PR #2101, opened 2018-11-21
nvgpu cuda softmax optimization

fengleitian:
performance 6.8x:
23,851 us -> 3,503 us

- when reduce size is 1, set all output to 1.
- choose between two different kernel for better cache

before:
```
============================================================================
---- Processing 'tfl/1024/mxnet-ngraph-Function_1-MakeForwardFunction-pre-optimized-fprop.json'
============================================================================

---- Benchmark ----
compile time: 5,059ms
93.1ms per iteration

Softmax              23,851us
Rnn                  11,150us
Dot                   4,088us
Add                   3,592us
Broadcast             2,678us
Reshape                 547us
GetOutputElement        234us
Concat                  103us
Result                    1us

---- Aggregate times per op type/shape/count ----
Softmax {61440, 2000} 1             23,851us
Rnn {61440, 200} 1                  11,150us
Dot {61440, 2000} 1                  4,088us
Add {61440, 2000} 1                  3,592us
Broadcast {61440, 2000} 1            2,598us
Reshape {61440, 200} 2                 259us
Reshape {1024, 60, 200} 1              258us
GetOutputElement {61440, 200} 1        234us
Broadcast {1024, 200} 4                 80us
Concat {2048, 200} 2                    52us
Concat {643200} 1                       51us
Reshape {200, 2000} 1                   20us
Reshape {160000} 4                       4us
Reshape {800} 4                          4us
Reshape {60, 1024, 200} 1                2us
Result {61440, 2000} 1                   1us
```

after:
```
============================================================================
---- Processing 'tfl/1024/mxnet-ngraph-Function_1-MakeForwardFunction-pre-optimized-fprop.json'
============================================================================

---- Benchmark ----
compile time: 5,456ms
70.96ms per iteration

Rnn                  11,302us
Dot                   4,187us
Add                   3,584us
Softmax               3,503us
Broadcast             2,737us
Reshape                 548us
GetOutputElement        234us
Concat                  107us
Result                    1us

---- Aggregate times per op type/shape/count ----
Rnn {61440, 200} 1                  11,302us
Dot {61440, 2000} 1                  4,187us
Add {61440, 2000} 1                  3,584us
Softmax {61440, 2000} 1              3,503us
Broadcast {61440, 2000} 1            2,657us
Reshape {61440, 200} 2                 261us
Reshape {1024, 60, 200} 1              258us
GetOutputElement {61440, 200} 1        234us
Broadcast {1024, 200} 4                 80us
Concat {2048, 200} 2                    56us
Concat {643200} 1                       51us
Reshape {200, 2000} 1                   20us
Reshape {160000} 4                       4us
Reshape {800} 4                          4us
Result {61440, 2000} 1                   1us
Reshape {60, 1024, 200} 1                1us
```


src/ngraph/runtime/gpu/gpu_cuda_kernel_builder.cpp
```diff
@@ -498,6 +501,286 @@ void runtime::gpu::CudaKernelBuilder::get_softmax_op(codegen::CodeWriter& writer
...
+    };
+
+    auto max_lambda = [&]() { writer << "r_max = r_max > input_i ? r_max : input_i;\n"; };
+
+    auto divide_lambda = [&]() {
+        writer << "input_i = expf(input_i - r_max) / r_sum;\n";
+        writer << "out[input_idx] = input_i;\n";
+    };
+
+    // auto unroll_loop_lambda = [&](void (*func)()) -> void {
```
rkimballn1: Can we remove this commented out code or is it to be used later?

fengleitian: yes, removed for now. Might add later.

src/ngraph/runtime/gpu/gpu_cuda_kernel_builder.cpp
```diff
@@ -498,6 +501,262 @@ void runtime::gpu::CudaKernelBuilder::get_softmax_op(codegen::CodeWriter& writer
...
+        {
+            if (block_size_x > i)
+            {
+                writer << "input_i = __shfl_down_sync(0xffffffff, r_max, " << i << ", 32);\n";
+                max_lambda();
+            }
+        }
+        if (block_size_x > 32)
+        {
+            writer << "uint32_t lane_idx = threadIdx.x & 0x1f; \n";
```
csullivan: nit: How about 31, or even easier to read `#define MAX_LANE_IDX 31` and 
```
            writer << "uint32_t lane_idx = threadIdx.x & MAX_LANE_IDX; \n";
```

src/ngraph/runtime/gpu/gpu_cuda_kernel_builder.cpp
```diff
@@ -498,6 +501,262 @@ void runtime::gpu::CudaKernelBuilder::get_softmax_op(codegen::CodeWriter& writer
...
+void runtime::gpu::CudaKernelBuilder::get_softmax_block_reduce_op(
+    codegen::CodeWriter& writer,
+    const std::string& name,
+    runtime::gpu::GPUKernelArgs& args,
+    const std::vector<std::string>& data_types,
+    size_t non_reduce_rank,
+    size_t reduce_rank,
+    size_t block_size_x)
+{
+    writer << runtime::gpu::nvrtc::helpers();
```
csullivan: nit: good opportunity for read-only loads since the same input addresses are loaded from several times
```suggestion
    writer << runtime::gpu::nvrtc::helpers();
    writer << runtime::gpu::nvrtc::define_non_coherent_load(data_types[1], "load");
```

src/ngraph/runtime/gpu/gpu_cuda_kernel_builder.cpp
```diff
@@ -498,6 +501,262 @@ void runtime::gpu::CudaKernelBuilder::get_softmax_op(codegen::CodeWriter& writer
...
+                                               "reduce_strides",
+                                               "reduce_strides_magic",
+                                               "reduce_strides_shift",
+                                               "reduce_strides_in_input",
+                                               "reduce_coordinate",
+                                               reduce_rank,
+                                               true,
+                                               "reduce_input_index");
+        writer << "input_idx = reduce_input_index + non_reduce_input_index;\n";
+        writer << "input_i = in[input_idx];\n";
```
csullivan:
```suggestion
        writer << "input_i = load(in, input_idx);\n";
```

src/ngraph/runtime/gpu/gpu_cuda_kernel_builder.cpp
```diff
@@ -326,9 +326,9 @@ void runtime::gpu::CudaKernelBuilder::get_softmax_op(codegen::CodeWriter& writer
             // loop through all reduction axis
```
csullivan: nit: refactor `:: get_softmax_op` to use the same lambda callbacks as `:: get_softmax_block_reduce_op`

src/ngraph/runtime/gpu/gpu_cuda_kernel_builder.cpp
fengleitian: good point.

src/ngraph/runtime/gpu/gpu_cuda_kernel_builder.cpp
fengleitian: seems it's a little bit slower in this case.  `3,7xx us vs 3,5xx us`.

fengleitian: hmm, Ok, with more test, it's about the same on average. I guess it's because here data is been kicked out of cache anyway before the next read. So it does not help. But not hurt too. I might here is data size is smaller for each warp.

fengleitian: keep the load here.

csullivan: Makes sense. I had tested this previously in the nd case where reduce_stride !=1 (the `::get_softmax_op` impl. in the previous softmax PR) and it gave a ~20% perf. boost. That was using a smaller tensor from an rn50 json.

src/ngraph/runtime/gpu/gpu_cuda_kernel_builder.cpp
csullivan: Can we also add
#define MAX_LANE_IDX 31 here: https://github.com/NervanaSystems/ngraph/blob/f33317cc5538ddd7ff9e3174429846e80828b01c/src/ngraph/runtime/gpu/nvrtc/helpers.hpp#L58
And the replace the 0x1f above with it?

fengleitian:
@csullivan It's possible a reshape will worth it. Also possible won't worth it.  We could still add a fusion and collect more data to decide which way to go.

for example:
{61440, 2000} with axis{1}  37xx us;
{2000, 61440} with axis{0} 59xx us;
reshape 2700 us,  2700 + 37xx > 59xx us, which means a reshape does not worth it.

I'm sure there are other case reshape will worth it.

csullivan:
Right, it will require tuning depending on the graph.

src/ngraph/runtime/gpu/cuda_emitter.cpp
```diff
@@ -1651,79 +1657,158 @@ size_t runtime::gpu::CUDAEmitter::build_softmax(const std::vector<std::string>&
...
     }
+    else
+    {
+        uint32_t reduce_count = static_cast<uint32_t>(shape_size(reduce_shape));
+        uint32_t block_size_x = 1;
+        while ((block_size_x << 1) <= reduce_count)
+        {
+            block_size_x <<= 1;
+        }
+        block_size_x = fmin(512, block_size_x);
```
gcwenger: Infinite loop if reduce_count > 0x80000000.
This might be better done something like this:
```
uint32_t block_size_x = 1;
if (reduce_count < 512)
{
    while ((block_size_x << 1) <= reduce_count)
    {
        block_size_x <<= 1;
    }
}
else
{
    block_size_x = 512;
}
```

fengleitian: nice catch, fixed

PR #2103, opened 2018-11-22
Disable CF on CPU

Krovatkin:


penyung:
hi @Krovatkin 
I wonder why CF is disabled in CPU backend.
I enable it and it works like a charm.
Is there any concern here?

PR #2105, opened 2018-11-24
IntelGPU backend: Use clDNN matrix operations for nGraph::Dot

shssf:
- tests are aligned to current passrate
- used cldnn::gemm for nGraph::Dot in supported cases. Other cases are covered by custom kernel
- made uniwersal custom kernel (for Dot) instead of a set of custom kernels


Kase33:
Man I  am  so over my head.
....
Reproduce each line of the records in which the string "opened" appears.

PR #2101, opened 2018-11-21
PR #2103, opened 2018-11-22
PR #2105, opened 2018-11-24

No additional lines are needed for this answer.